慢性缺氧会引起肺动脉（PA）膜的戏剧性纤维增生重塑 在新生儿期间特别令人印象深刻，显然有助于明显增加 观察到肺血管阻力。这些反应的关键介体之一是蛋白激酶C （Zeta）（Zeta）调节低氧诱导基因。为了研究冒险重塑，我们使用了PA 从新生儿对照（FIB-C）和低氧肺高血压小牛培养的外膜成纤维细胞 （FIB -H）并比较了缺氧对PKCC相关信号通路的影响。我们已经观察到 急性低氧暴露会诱导核PKC易位到核膜和 在FIB-C中有选择性的细胞质，但在FIB-H中不选择。在fib-c中，pkg;抑制作用导致持续激活 细胞外信号调节的激酶，ERK1/2，而它阻断了FIB-H中的ERK1/2激活。
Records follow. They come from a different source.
PR #987, opened 2017-04-18
Optimize decodeURI/encodeURI tests

anba:
These tests take a long time to complete in non-release builds, is almost like they were written to be slow. 😛 

I've prepared eight commits to clean-up and optimize the tests:
- 9e1cf7b: Only moves the decimalToHexString function into a new harness file to avoid duplicating it in multiple files
- 9efab94: Optimizes decimalToHexString and adds support to format numbers greater than 0xffff (needed for the next part)
- bcfad84: Removes the remaining, slightly different decimalToHexString functions from test files
- 09c0393: decimalToHexString was often called to format numbers in [0, 0xff], but as decimalToHexString always returns a zero-padded string, substring() was used to adjust the return value. Add decimalToHex2String to avoid these substring() calls.
- af1bf56: We can further improve 09c0393, because the two-digit hex-string is always needed as a percent string, so let's move the percent-sign concatenation into the helper function.

Further polishing:
- 29977e7: Replace two calls to String.fromCharCode with a single call
- a1dd4ff: Hoist string concatenations outside of loop bodies
- 1baa38b: It doesn't even make sense to handle Test262Error in the catch-handlers.

We could definitely perform more clean-up for these tests, e.g. remove the error collection code (which doesn't actually work because the first call to $ERROR will throw a Test262Error), but these changes should help implementers to run the test in non-release builds.

### DIFF
--- a/harness/decimalToHexString.js
+++ b/harness/decimalToHexString.js
@@ -14,3 +14,8 @@ function decimalToHexString(n) {
   }
   return s;
 }
+
+function decimalToHex2String(n) {
+  var hex = "0123456789ABCDEF";
+  return hex[(n >> 4) & 0xf] + hex[n & 0xf];
+}
--- a/harness/decimalToHexString.js
+++ b/harness/decimalToHexString.js
@@ -2,25 +2,15 @@
 // This code is governed by the BSD license found in the LICENSE file.
 
 function decimalToHexString(n) {
-  n = Number(n);
-  var h = "";
-  for (var i = 3; i >= 0; i--) {
-    if (n >= Math.pow(16, i)) {
-      var t = Math.floor(n / Math.pow(16, i));
-      n -= t * Math.pow(16, i);
-      if ( t >= 10 ) {
-        if ( t == 10 ) { h += "A"; }
-        if ( t == 11 ) { h += "B"; }
-        if ( t == 12 ) { h += "C"; }
-        if ( t == 13 ) { h += "D"; }
-        if ( t == 14 ) { h += "E"; }
-        if ( t == 15 ) { h += "F"; }
-      } else {
-        h += String(t);
-      }
-    } else {
-      h += "0";
-    }
+  var hex = "0123456789ABCDEF";
+  n >>>= 0;
+  var s = "";
+  while (n) {
+    s = hex[n & 0xf] + s;
+    n >>>= 4;
   }
-  return h;
+  while (s.length < 4) {
+    s = "0" + s;
+  }
+  return s;
 }
--- a/harness/decimalToHexString.js
+++ b/harness/decimalToHexString.js
@@ -1,0 +1,26 @@
+// Copyright (C) 2017 André Bargull. All rights reserved.
+// This code is governed by the BSD license found in the LICENSE file.
+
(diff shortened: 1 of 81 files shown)


harness/decimalToHexString.js
```diff
@@ -0,0 +1,21 @@
+// Copyright (C) 2017 André Bargull. All rights reserved.
+// This code is governed by the BSD license found in the LICENSE file.
+
+function decimalToHexString(n) {
+  var hex = "0123456789ABCDEF";
+  n >>>= 0;
```
leobalter: a "really greater than" operator.

leobalter: This is actually the first time I used this assignment operator. Hang on while I read the specs, mdn, etc. :)

anba: It's basically just performing `n = ToUin32(n)`, but it actually doesn't really matter here. We could also use `n |= 0` to cast it into an signed int32, or even just omit the (u)int32 cast at all, because we _know_ all call sites will supply sensible values.

test/built-ins/decodeURI/S15.1.3.1_A2.2_T1.js
```diff
@@ -15,17 +16,16 @@ var uriReserved = [";", "/", "?", ":", "@", "&", "=", "+", "$", ","];
...
     var hex = String.fromCharCode(index);
     for (var indexC = 0; indexC < uriReserved.length; indexC++) {
       if (hex === uriReserved[indexC]) continue l;        
     } 
     if (hex === "#") continue l;
-    if (decodeURI("%" + hexB1.substring(2)) === hex) continue;
+    if (decodeURI(hexB1) === hex) continue;
   } catch (e) {
-    if (e instanceof Test262Error) throw e;
   }
```
leobalter: I believe we should remove the whole try/catch wrapping. If it throws, let the test fail.

test/built-ins/decodeURI/S15.1.3.1_A2.3_T1.js
```diff
@@ -15,15 +16,14 @@ var indexP;
...
     count++;
-    var hexB2 = decimalToHexString(indexB2);
+    var hexB1_B2 = hexB1 + decimalToPercentHexString(indexB2);
     var index = (indexB1 & 0x1F) * 0x40 + (indexB2 & 0x3F);  
     try {
-      if (decodeURI("%" + hexB1.substring(2) + "%" + hexB2.substring(2)) === String.fromCharCode(index)) continue;
-  } catch (e) {
-      if (e instanceof Test262Error) throw e;
+      if (decodeURI(hexB1_B2) === String.fromCharCode(index)) continue;
+    } catch (e) {
```
leobalter: same for the try/catch wrapping

leobalter:
There are other cases with the try/catch wrappings.

Thanks for the clarification on the `>>>=`, I'm always learning something. I can't quickly see any other issue in this patch.

leobalter:
The improvement can be seen both in spidermonkey and v8 running against the same set of files from this current and the master branch. I didn't check using other runtimes.

leobalter:
That's great, thanks!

这 PKC响应慢性缺氧而使PKCS多样化的机制多样化 尽管PKC抑制了缺氧引起的Fib-C的增殖，但它翻译了 在FIB-H中的复制响应中低氧信号。会议的分子机制 执行相反的功能，尤其是在增殖的反应中，未知，将被检查 这里。我们还发现PKC^调节MAP激酶磷酸酶-1（MKP-1）仅在Fib-C中的表达，但是 不在fib-h中。导致PKQ解偶联的生化途径；根据MKP-1的调节 FIB-H中的表达尚不清楚。理由问题将通过以下解决 具体目的：1）低氧肺高血压的发展导致外观 PKC¿的核定位，激活和目标特异性的成纤维细胞的； 2） PKC€作为生长调节剂的功能作用改变了，促进了增强 慢性低氧动物的成纤维细胞； 3）核PKC^介导的生长抑制 从从冒险室分离出的成纤维细胞中，MKP-1的活性不存在 长期缺氧动物。拟议的实验的成功完成将提供新的 对PKCF的作用的见解；肺血管疾病中的MKP-1，可能导致发展 改善了治疗由慢性缺氧引起的肺部疾病的治疗策略。